A recurring and difficult-to-diagnose issue is the silent failure of the final `database_connection.commit()` call when executed from within a Celery worker process in the sandbox environment.

*   **Symptom:** The `backfill_deals` task runs to completion in the `celery.log`. All log messages, including "Processing complete" and "Saving to database," appear. However, the `deals.db` file remains empty or its timestamp is unchanged, indicating the final transaction was never committed.
*   **Root Cause:** **Unknown and unresolved.** This appears to be a systemic issue within the sandbox environment where SQLite commits fail silently from a Celery worker, even when the code appears to execute correctly.
*   **Workarounds/Investigation:**
    *   Ensuring file permissions are correct for `www-data`.
    *   Confirming all paths to the database file are consistent and correct across all modules.
    *   Verifying that the Celery worker is running the latest code (clearing `__pycache__`).
    *   Despite these checks, the issue has persisted intermittently.

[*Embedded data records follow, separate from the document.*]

PR #3736, opened 2026-09-05
fix(scripts): a failing command in a pipeline must not read as success

joelteply:
Card aad30dee. Finder's-right from the pipe-ate-the-exit-code incident.

## The defect

Without `pipefail` a pipeline's exit status is its **last** command's. So `cargo build … 2>&1 | tail -12` reports `tail`'s success while cargo failed. That cost an evening: a rebuild was reported green by its own harness, no binary was produced, and the node ran a stale core hosting **zero citizens** for hours.

**`set -e` does not cover this.** Every one of these scripts could carry `set -e` and still swallow the exit code of the command that mattered — which is what makes it survive review. The script *looks* defended.

## The concrete one, in the gate nobody may bypass

`git-prepush.sh` counted ESLint errors by grepping the linter's merged output:

```bash
CURRENT=$(… npx eslint … 2>&1 | grep -cE "error\s+" || true)
if [ "$CURRENT" -le "$BASELINE" ]; then   →   "✅ ESLint: $CURRENT errors"
```

A linter that **crashed** (missing module, bad config, wrong cwd) writes diagnostics the regex doesn't match — `Error: Cannot find module` has a capital E and no trailing whitespace class — so the count is `0`, `0 -le BASELINE` holds, and the push sails through under a green checkmark:

```
$ printf 'Error: Cannot find module\n' | grep -cE "error\s+"
0
```

`|| true` guaranteed the pipeline could not fail *independently of pipefail*. So the fix is not the flag: it now checks eslint's **exit status** (0 = clean, 1 = found errors, ≥2 = the linter itself failed) and refuses loudly on ≥2.

`|| LINT_RC=$?` there is load-bearing: `set -e` aborts on a failing command substitution and eslint exits 1 for the ordinary "found errors" case, so without it the script dies on the exact path it exists to report.

## Proven by execution, not by reading

Against a stubbed eslint:

| case | exit | result |
|---|---|---|
| clean | 0 | PASS, 0 errors |
| lint errors | 1 | PASS, 2 counted, script survives `set -e` |
| crash | 2 | **REFUSED**, `FAILED=1` |
| *old code, same crash* | 2 | `CURRENT=0` → **green checkmark** |

## Scope: deliberately not `-euo`

`-u` (nounset) makes a bare reference to an unset variable fatal. `start-server.sh` alone carries **193 bare references against 11 guarded** — optional per-host env vars are *how it adapts to each machine*. Turning nounset on there is a behaviour change to the deploy path, testable on no box I have, whose failure mode is an install that dies instantly on hardware nobody can reproduce. Worse than the hole being closed, and it lands hardest on the tier least able to recover.

`-u` belongs in its own per-file audit with its own ratchet. Agreed with M5 before writing this.

## The ratchet

21 scripts gained `set -o pipefail`; all 40 verified to still parse (`bash -n`). Baseline is **zero**.

Its CI job runs a **mutation step**: strip pipefail from `start-server.sh`, assert the gate goes red, restore. A ratchet that cannot be shown to fail is decoration — and this one was written by someone who, while testing it, ran `check-pipefail.sh | tail -6`, read `exit=0`, and briefly believed a red gate was green. **The bug caught its own author mid-fix.** That is why the mutation step is in CI rather than a note.

Both triggers carry the same `paths` filter, per the comment on `ts-persona-forbidden-strings-ratchet.yml` where a missing filter on `push` produced 100/100 red and taught everyone to ignore the X.


joelteply:
M5-core review: NO OBJECTION. Checked the one script where pipefail could change behaviour under `set -e` — start-server.sh: its `| grep` / `| head -1` pipelines sit inside `if …` conditions and `[ -n "$(…)" ]` tests, where a non-zero pipeline status is the branch, not an abort; no bare `x=$(… | grep …)` assignments that would now exit the script. The M5's next deploy (this batch) exercises the changed deploy path end to end and is the live receipt; if it fails the failure is loud (FATAL line) and I revert this one file.

The ratchet catching its own author (`check-pipefail.sh | tail -6 → exit 0`) is the best argument for it; keep that story in the workflow file's comment.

## 3. Configuration and Data Pipeline Errors

These issues prevented data from being written because the pipeline failed before the database write step.

*   **Issue:** The database file (`deals.db`) was not created by the Celery worker, likely due to sandboxing or permissions issues.
    *   **Solution:** The database utility scripts were made more robust. A reliable workaround is to ensure the `deals.db` file is created manually or by a setup script before the Celery worker attempts to write to it.

*   **Issue:** The API call (`fetch_deals_for_deals`) was using a hardcoded, restrictive query, resulting in zero deals being returned from the API.
    *   **Solution:** The function was refactored to remove the hardcoded query and correctly use the dynamic, user-configurable filters from `settings.json`. When the pipeline produces no deals, no data is written to the database.

*   **Issue:** The file timestamp of `deals.db` was observed to be unchanging.
    *   **Diagnosis:** This was the key symptom confirming that database write operations were failing silently. The `check_db.py` script was sometimes misleading as it could have been reading from a stale or cached version of the database. The file system's last modified timestamp is a more reliable indicator of a successful write.